:: Your objective ::
Reproduce each line of the data exactly as it is.

━━━ Recorded data

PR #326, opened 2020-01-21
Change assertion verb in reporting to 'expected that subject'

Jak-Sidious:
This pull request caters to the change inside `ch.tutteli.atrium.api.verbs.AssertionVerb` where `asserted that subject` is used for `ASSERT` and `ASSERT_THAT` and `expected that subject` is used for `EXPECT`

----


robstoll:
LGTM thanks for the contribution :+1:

━━━━━━

:: Solution to this task ::
PR #326, opened 2020-01-21
Change assertion verb in reporting to 'expected that subject'

Jak-Sidious:
This pull request caters to the change inside `ch.tutteli.atrium.api.verbs.AssertionVerb` where `asserted that subject` is used for `ASSERT` and `ASSERT_THAT` and `expected that subject` is used for `EXPECT`

----


robstoll:
LGTM thanks for the contribution :+1:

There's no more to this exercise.